Records for this task START

PR #10601, opened 2021-07-23
chore: upgrade kapa to 1.6.1

docmerlin:


prashanthjbabu:
@yosifkit  we're waiting on kapacitor 1.6.1 image for our deployments . Can you please prioritize this?

tianon:
Now that the key loop only has one key and one server, it could definitely be simplified (in a future PR). :sweat_smile:

library/kapacitor
```diff
@@ -1,7 +1,7 @@
 Maintainers: Jonathan A. Sternberg <jonathan@influxdata.com> (@jsternberg),
              j. Emrys Landivar <landivar@gmail.com> (@docmerlin)
 GitRepo: git://github.com/influxdata/influxdata-docker
-GitCommit: 63fe0684150d96916514a84cf5978c3512dc15fa
+GitCommit: 0e03b615c48d7f089fff7bb2aa2e7d65e83bd2c2
 
 Tags: 1.4, 1.4.1
```
tianon, line 6: Just want to double check that 1.4.x is still actively supported (and not EOL now that 1.6.x is released).

library/kapacitor
```diff
@@ -10,9 +10,17 @@ Directory: kapacitor/1.4
...
+Tags: 1.5, 1.5.9
 Architectures: amd64, arm32v7, arm64v8
 Directory: kapacitor/1.5
 
-Tags: 1.5-alpine, 1.5.9-alpine, alpine
+Tags: 1.5-alpine, 1.5.9-alpine
 Directory: kapacitor/1.5/alpine
+
+Tags: 1.6, 1.6.1, latest
+Architectures: amd64, arm32v7, arm64v8
```
tianon, line 21: This should probably be minus `arm32v7`, right?  (looks like `armhf` was dropped from the relevant `case` statement in this version)

docmerlin: thanks.

tianon:
Friendly ping?

docmerlin:
> Friendly ping?

sorry, I was out on vacation last week.  I have made the changes suggested.  Thanks.

PR #10605, opened 2021-07-24
[Haskell] Bump Haskell to use stack 2.7.3

AlistairB:
Hi :wave: , just a minor dep bump for Haskell - https://docs.haskellstack.org/en/stable/ChangeLog/#v273 

Oh, this also includes some [dockerfile improvements](https://github.com/haskell/docker-haskell/pull/39) (feedback welcome), but that should not impact users much.


tianon:
LGTM, thanks! :+1:

PR #10612, opened 2021-07-26
Remove fsharp config file

stevedesmond-ca:
Per [the fsharp image repo](https://github.com/fsprojects/docker-fsharp), the custom Docker image is no longer maintained, replaced with the official Microsoft-maintained .NET images.

This PR removes the fsharp config file, which may or may not be the right move (not knowing how Docker Hub's infra works behind the scenes) but figured it could at least start the conversation!


tianon:
We're sorry to see you go :disappointed:

This needs to start with a PR adding a `deprecated.md` file in https://github.com/docker-library/docs (I think `opensuse` is probably a pretty decent example for the expected format) so that the image description gets updated to let users know where to go.

(cc @ninjarobot)

stevedesmond-ca:
https://github.com/docker-library/docs/pull/2000 has now been merged. Are there any additional/next steps?

tianon:
Nope, this should be good to go now.

PR #13118, opened 2022-09-09
[nats] Release v2.9.0

kozlovic:
Details can be found [here](https://github.com/nats-io/nats-server/releases/tag/v2.9.0)


kozlovic:
@tianon Was wondering if there is a problem with the PR or you are just too busy and did not get to it yet?

yosifkit:
Sorry, Friday was a day off, so we are a bit behind.

PR #13127, opened 2022-09-12
Update docker

tianon:
Changes:

- https://github.com/docker-library/docker/commit/c13cbee: Update 20.10 to 20.10.18


benz0li:
@tianon @yosifkit Thank you.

Records for this task END

— Work to be completed —
The line containing "Details can be" begins the span, and the last line of the records above ends it. Return that span exactly, and nothing outside it.

— Exercise output —
Details can be found [here](https://github.com/nats-io/nats-server/releases/tag/v2.9.0)


kozlovic:
@tianon Was wondering if there is a problem with the PR or you are just too busy and did not get to it yet?

yosifkit:
Sorry, Friday was a day off, so we are a bit behind.

PR #13127, opened 2022-09-12
Update docker

tianon:
Changes:

- https://github.com/docker-library/docker/commit/c13cbee: Update 20.10 to 20.10.18


benz0li:
@tianon @yosifkit Thank you.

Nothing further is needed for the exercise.